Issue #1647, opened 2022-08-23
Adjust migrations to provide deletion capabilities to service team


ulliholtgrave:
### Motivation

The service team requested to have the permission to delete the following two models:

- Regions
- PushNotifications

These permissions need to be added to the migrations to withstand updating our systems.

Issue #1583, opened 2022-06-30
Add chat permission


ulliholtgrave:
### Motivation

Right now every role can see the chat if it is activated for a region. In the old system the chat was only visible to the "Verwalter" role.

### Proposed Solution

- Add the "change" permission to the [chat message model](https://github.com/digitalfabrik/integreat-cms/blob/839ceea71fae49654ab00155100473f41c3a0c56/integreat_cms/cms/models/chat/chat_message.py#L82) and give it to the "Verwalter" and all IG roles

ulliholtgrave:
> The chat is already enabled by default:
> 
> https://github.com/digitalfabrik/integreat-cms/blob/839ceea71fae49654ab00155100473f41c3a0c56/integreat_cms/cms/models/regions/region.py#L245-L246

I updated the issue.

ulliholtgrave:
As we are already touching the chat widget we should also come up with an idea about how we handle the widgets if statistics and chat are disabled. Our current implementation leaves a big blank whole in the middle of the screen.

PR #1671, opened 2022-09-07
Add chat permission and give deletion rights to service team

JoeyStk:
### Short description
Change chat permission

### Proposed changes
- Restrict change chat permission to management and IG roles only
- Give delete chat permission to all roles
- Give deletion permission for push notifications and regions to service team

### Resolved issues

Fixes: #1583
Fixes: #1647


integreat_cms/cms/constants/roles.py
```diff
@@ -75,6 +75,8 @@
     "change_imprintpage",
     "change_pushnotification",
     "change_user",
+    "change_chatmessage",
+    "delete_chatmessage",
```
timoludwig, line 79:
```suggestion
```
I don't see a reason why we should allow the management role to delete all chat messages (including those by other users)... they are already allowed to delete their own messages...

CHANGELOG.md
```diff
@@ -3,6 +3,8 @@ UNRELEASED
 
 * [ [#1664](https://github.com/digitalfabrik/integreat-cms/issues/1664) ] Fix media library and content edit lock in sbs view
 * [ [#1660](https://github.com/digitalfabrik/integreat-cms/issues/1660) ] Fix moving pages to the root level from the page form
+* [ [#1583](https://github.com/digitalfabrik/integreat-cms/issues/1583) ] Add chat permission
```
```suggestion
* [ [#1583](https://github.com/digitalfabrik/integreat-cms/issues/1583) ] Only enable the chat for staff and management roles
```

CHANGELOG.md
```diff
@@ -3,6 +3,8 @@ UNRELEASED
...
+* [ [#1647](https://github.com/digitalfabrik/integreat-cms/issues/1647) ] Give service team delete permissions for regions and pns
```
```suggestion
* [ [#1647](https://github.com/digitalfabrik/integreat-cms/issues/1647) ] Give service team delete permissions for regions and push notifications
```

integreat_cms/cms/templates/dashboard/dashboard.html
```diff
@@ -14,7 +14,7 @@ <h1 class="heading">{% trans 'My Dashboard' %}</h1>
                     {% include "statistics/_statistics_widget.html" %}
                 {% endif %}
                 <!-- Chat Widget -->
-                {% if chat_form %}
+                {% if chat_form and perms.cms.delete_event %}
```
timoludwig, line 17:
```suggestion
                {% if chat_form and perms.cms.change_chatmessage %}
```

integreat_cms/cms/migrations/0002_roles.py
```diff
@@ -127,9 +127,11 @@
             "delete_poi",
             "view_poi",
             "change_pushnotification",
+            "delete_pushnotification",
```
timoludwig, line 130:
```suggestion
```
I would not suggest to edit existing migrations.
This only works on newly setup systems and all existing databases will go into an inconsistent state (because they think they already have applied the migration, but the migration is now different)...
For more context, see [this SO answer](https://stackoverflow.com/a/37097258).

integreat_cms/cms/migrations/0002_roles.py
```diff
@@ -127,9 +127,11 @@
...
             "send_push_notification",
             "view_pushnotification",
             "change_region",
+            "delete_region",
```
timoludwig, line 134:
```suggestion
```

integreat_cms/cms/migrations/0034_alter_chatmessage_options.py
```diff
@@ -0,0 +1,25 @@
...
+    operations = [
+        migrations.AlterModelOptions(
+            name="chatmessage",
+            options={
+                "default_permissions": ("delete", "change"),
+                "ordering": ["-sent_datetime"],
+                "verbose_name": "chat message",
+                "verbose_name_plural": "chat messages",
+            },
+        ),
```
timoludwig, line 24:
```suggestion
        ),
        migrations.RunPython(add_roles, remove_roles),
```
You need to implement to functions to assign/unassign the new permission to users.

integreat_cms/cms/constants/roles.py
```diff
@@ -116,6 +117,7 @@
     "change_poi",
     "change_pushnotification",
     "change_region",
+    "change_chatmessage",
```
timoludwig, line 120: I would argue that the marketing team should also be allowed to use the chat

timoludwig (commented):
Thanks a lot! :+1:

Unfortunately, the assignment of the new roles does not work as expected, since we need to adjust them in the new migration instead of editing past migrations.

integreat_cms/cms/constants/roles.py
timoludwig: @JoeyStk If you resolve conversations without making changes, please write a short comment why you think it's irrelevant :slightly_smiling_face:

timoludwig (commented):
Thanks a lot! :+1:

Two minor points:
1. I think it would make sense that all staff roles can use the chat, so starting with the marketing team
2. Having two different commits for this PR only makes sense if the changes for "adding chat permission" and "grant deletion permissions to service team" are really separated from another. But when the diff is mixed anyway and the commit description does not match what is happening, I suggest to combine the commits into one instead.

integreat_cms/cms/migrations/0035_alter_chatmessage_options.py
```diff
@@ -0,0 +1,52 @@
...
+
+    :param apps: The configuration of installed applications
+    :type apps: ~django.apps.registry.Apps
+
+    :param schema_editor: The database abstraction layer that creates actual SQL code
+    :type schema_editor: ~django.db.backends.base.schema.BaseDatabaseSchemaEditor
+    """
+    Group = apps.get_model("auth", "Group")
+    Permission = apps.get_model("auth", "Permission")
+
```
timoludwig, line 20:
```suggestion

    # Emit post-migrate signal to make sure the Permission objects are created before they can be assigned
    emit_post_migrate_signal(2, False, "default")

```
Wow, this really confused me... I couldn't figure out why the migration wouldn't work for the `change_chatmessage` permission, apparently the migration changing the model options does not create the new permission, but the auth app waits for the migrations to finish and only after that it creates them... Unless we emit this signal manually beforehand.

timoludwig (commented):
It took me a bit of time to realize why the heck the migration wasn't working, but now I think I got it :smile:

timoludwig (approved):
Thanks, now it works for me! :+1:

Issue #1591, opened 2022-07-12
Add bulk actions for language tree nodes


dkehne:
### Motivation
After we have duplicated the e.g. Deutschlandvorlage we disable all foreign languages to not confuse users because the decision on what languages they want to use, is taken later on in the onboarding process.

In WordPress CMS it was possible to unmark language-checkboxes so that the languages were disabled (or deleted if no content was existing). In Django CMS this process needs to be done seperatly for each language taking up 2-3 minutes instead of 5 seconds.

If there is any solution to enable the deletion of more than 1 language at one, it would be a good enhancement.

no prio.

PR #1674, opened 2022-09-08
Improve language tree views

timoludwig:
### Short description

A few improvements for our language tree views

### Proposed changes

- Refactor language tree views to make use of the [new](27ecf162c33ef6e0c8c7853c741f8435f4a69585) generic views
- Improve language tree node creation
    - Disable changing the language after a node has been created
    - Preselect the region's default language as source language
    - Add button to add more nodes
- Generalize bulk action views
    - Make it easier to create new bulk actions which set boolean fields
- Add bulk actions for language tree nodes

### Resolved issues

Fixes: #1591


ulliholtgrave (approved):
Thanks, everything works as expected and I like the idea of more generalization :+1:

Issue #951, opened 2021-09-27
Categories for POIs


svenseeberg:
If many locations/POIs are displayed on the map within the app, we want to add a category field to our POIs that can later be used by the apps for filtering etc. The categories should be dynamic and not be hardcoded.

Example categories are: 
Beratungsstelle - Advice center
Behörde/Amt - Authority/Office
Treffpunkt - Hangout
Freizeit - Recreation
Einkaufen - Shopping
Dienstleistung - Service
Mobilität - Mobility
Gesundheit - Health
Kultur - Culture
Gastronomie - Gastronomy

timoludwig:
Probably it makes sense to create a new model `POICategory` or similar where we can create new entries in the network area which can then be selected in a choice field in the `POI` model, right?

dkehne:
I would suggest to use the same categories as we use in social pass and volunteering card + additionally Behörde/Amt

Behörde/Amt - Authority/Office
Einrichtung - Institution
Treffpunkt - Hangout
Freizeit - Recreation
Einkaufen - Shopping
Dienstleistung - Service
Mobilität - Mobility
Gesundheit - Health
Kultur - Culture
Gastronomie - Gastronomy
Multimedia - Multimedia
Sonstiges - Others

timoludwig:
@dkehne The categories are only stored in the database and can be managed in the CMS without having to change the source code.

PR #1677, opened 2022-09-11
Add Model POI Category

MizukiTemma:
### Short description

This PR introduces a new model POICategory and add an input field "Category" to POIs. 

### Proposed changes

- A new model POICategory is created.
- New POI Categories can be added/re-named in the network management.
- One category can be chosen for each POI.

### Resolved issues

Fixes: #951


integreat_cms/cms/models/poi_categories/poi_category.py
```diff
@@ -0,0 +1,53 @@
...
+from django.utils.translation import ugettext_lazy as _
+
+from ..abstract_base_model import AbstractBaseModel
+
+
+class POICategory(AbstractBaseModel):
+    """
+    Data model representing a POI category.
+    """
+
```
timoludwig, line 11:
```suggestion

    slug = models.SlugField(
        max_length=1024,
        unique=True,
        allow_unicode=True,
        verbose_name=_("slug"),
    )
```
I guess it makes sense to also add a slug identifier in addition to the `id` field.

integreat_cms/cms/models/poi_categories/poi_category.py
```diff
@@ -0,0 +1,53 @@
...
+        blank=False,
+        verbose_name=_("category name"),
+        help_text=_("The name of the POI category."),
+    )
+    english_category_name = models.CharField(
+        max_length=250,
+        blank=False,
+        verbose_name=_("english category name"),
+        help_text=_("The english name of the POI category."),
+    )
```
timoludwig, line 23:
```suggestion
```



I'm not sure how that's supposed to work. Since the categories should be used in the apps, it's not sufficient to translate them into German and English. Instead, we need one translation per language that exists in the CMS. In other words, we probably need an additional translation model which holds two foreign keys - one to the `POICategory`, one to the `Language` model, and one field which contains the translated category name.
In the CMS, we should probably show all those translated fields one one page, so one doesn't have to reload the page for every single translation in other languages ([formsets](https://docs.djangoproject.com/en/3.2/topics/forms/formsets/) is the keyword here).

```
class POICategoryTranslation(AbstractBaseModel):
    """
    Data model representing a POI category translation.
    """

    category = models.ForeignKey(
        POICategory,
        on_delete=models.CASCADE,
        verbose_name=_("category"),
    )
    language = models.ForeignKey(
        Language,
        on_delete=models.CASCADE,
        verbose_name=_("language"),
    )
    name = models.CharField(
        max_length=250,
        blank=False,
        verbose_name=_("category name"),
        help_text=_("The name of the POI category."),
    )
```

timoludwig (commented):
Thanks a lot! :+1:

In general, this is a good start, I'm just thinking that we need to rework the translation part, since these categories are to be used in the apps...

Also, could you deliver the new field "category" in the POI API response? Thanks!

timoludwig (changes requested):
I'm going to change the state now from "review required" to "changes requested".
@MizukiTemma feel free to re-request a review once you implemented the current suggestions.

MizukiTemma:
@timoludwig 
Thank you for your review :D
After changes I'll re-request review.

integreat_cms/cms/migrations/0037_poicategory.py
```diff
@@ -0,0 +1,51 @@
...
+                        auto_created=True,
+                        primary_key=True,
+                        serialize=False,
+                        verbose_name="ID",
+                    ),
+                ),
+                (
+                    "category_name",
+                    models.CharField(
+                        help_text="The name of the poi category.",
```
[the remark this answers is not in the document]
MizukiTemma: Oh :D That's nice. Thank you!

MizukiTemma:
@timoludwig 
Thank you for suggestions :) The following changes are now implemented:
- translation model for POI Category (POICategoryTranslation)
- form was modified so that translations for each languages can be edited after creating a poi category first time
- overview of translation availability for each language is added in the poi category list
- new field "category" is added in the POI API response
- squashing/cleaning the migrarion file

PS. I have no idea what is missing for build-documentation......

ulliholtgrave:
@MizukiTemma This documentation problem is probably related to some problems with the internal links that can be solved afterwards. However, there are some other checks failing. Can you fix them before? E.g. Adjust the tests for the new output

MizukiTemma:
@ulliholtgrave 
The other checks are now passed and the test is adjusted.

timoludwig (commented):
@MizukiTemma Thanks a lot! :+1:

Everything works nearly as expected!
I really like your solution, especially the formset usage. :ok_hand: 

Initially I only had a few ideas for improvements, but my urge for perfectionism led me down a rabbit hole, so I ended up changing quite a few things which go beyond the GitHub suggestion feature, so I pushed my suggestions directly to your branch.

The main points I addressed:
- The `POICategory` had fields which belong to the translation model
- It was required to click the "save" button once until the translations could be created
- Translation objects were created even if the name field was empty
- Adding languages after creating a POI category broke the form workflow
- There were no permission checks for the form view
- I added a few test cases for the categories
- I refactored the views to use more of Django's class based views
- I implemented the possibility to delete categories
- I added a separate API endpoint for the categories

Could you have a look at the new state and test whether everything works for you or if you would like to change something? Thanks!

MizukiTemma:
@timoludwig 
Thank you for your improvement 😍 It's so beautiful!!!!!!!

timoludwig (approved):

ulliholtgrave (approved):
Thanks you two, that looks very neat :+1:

========

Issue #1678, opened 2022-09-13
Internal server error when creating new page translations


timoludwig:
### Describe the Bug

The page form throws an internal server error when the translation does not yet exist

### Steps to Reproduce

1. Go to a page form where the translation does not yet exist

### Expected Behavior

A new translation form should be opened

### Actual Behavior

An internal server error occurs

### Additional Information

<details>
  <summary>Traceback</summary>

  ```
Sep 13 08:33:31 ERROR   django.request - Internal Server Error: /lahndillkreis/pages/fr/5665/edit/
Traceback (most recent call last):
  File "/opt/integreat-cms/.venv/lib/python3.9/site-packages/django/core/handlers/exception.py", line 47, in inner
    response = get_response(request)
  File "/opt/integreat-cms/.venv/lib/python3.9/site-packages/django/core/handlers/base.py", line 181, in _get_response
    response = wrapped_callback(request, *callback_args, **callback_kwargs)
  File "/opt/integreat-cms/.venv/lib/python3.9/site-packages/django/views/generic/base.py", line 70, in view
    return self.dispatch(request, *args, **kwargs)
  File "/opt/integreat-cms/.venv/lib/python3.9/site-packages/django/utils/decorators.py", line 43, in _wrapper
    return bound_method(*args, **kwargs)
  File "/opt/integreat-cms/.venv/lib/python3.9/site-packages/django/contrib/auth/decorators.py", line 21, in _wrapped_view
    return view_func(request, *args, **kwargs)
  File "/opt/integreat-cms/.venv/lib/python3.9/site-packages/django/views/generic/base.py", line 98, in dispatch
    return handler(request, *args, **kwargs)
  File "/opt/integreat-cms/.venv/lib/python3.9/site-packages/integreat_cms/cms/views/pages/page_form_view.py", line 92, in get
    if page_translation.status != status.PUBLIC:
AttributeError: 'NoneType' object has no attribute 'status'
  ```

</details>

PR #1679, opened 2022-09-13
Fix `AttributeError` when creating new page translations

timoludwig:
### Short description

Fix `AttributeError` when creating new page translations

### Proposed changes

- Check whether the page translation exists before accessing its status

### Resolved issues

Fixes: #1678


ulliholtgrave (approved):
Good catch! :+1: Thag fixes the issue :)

========

- Problem to solve:
Using the material above, transcribe exactly the lines from the line with "Issue #1647, opened 2022-08-23" to the line with "### Proposed Solution"; both count, and nothing else goes in.

- Result for this exercise:
Issue #1647, opened 2022-08-23
Adjust migrations to provide deletion capabilities to service team


ulliholtgrave:
### Motivation

The service team requested to have the permission to delete the following two models:

- Regions
- PushNotifications

These permissions need to be added to the migrations to withstand updating our systems.

Issue #1583, opened 2022-06-30
Add chat permission


ulliholtgrave:
### Motivation

Right now every role can see the chat if it is activated for a region. In the old system the chat was only visible to the "Verwalter" role.

### Proposed Solution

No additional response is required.